Die Anlage des Campingplatzes direkt am Rheinufer in Waldshut-Tiengen ist am Freitagabend vorsorglich geräumt worden. Durch die Zuflüsse der Thur und von Neuhausen in der Schweiz rechnet die Stadt Waldshut-Tiengen mit einem steigenden Fluss-Pegel von über zehn Metern. Der Rhein tritt bereits langsam über seine Ufer. Die Hochwasservorhersagezentrale des Landes sieht für Oberrhein und Hochrhein eine mäßige bis mittlere Hochwasser-Gefahr.

Rund 80 Gäste mussten Campingplatz verlassen

Eigentlich wollten die Campingplatzbetreiber Oliver und Sonja Bier noch bis zum Morgen abwarten. Weil das Wasser immer weiter stieg, evakuierten sie allerdings schon gestern Abend gegen 21 Uhr ihren Campingplatz - 80 Gäste waren davon betroffen. Sie mussten ihre Wohnwägen und Wohnmobile umstellen auf einen anderen Stellplatz, der mehr Abstand zum Rhein hat und etwas höher liegt. Die Aktion verlief reibungslos, gegen 1 Uhr nachts seien alle Gäste evakuiert, so Bier. Außerdem wurden vorsorglich Stromkästen abgeschaltet, um Stromschläge zu vermeiden.
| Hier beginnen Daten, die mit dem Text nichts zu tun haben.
Issue #692, opened 2024-02-11
[BUG] Localized name not displaying correctly


asherber:
For the scripts that newly take advantage of localization options, returning `t.menu, t.menu, t.desc` doesn't seem to have the desired effect. In my Lua menu, I'm seeing the name of the script file (e.g., `baseline_move_reset.lua`) instead of the expected text. 

Win 11, Fin 27.4.1, RGPLua 0.70. For some reason, I seem to be unable to take a screenshot inside of Finale at the moment. I'm using finale_lua_menus.txt to organize things under Plug-ins | Lua, but I see the same behavior when I delete that file.

cc: @rpatters1

rpatters1:
Do any of the additional menu items appear?

rpatters1:
OK, I have reproduced it. Will explore later today.

rpatters1:
This issue is that RGP Lua pre-0.71 is search for this line of code:

```lua
function plugindef()
```

I have fixed this issue by modifying the localized `plugindef` function definitions as follows:

```lua
function plugindef(locale)
--[[
-- This comment allows RGP Lua pre-0.71 to find the plugindef function
function plugindef()
--]]
```

As you can see, this allows any version of RGP Lua to find a valid compilable Lua function. (It also works on JW Lua, which appears only to search for `function plugindef`, like 0.71 does now.)

The only reason I am not sure it will work is I need to be sure the bundler does no strip out these comments.

rpatters1:
Maybe we could skip the stripping of comments for the script itself, and only do it for libraries. Or maybe we could actually inject this comment into each plugindef function.

asherber:
I think it's likely that the bundler will strip that comment, but I'm not at my computer. And injecting it would solve the issue for dist scripts but not src.

asherber:
The bundler does strip that comment, but it's easy to tell it not to strip comments from `plugindef()`. Is that the approach you'd like to take?

In terms of aesthetics, would JW/RGPLua be happy with just a single-line comment, or does it need to be formatted just that way? Does `function` need to be flush left?

rpatters1:
It has to be a multiline comment, but the function statement could be preceded by whitespace, e.g.

```lua
--[[
   function plugindef()
--]]
```

I think it looks better with no whitespace, but ymmv.

[...]

PR #693, opened 2024-02-11
Don't strip plugindef comments

asherber:
Related to #692 

I also added a commit that removes "boilerplate" comments from existing scripts. I can put these back if you want, though they seem unnecessary to me.

@rpatters1 You'll need to add the new lines to your localized scripts, either in this PR or one after it.


rpatters1:
Looks good to me. The boilerplate was put there by JW Lua when you used the dialog box to create a new script.

I have a PR ready to go.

Sonja und Oliver Bier betreiben den Rhein-Camping-Platz in Waldshut bereits seit 30 Jahren.
Sonja und Oliver Bier betreiben den Rhein-Camping-Platz in Waldshut bereits seit 30 Jahren.

Stadt Waldshut-Tiengen bittet, den Pegelstand zu beobachten

Auch die Stadt Waldshut-Tiengen habe wegen der Regenfälle mit Überschwemmungen beim Campingplatz gerechnet. Außerdem sei die Minigolfanlage und das Schwimmbad gefährdet. Die Stadt fordert die Bürgerinnen und Bürger auf, die Pegelstände aufmerksam zu beobachten.

In Hauenstein bei Laufenburg (Kreis Waldshut), zehn Kilometer rheinabwärts der Stadt, lag der Rheinpegel am Freitag bei etwas mehr als acht Metern. Der wirke sich nun auch auf den Hochrhein aus, bestätigt ein Polizeisprecher. Der Betrieb der Fähre über den Rhein wurde bereits am Freitag eingestellt. Im Bereich des Polizeipräsidiums Freiburg habe es in der Nacht auf Samstag keine Einsätze wegen des Regens gegeben.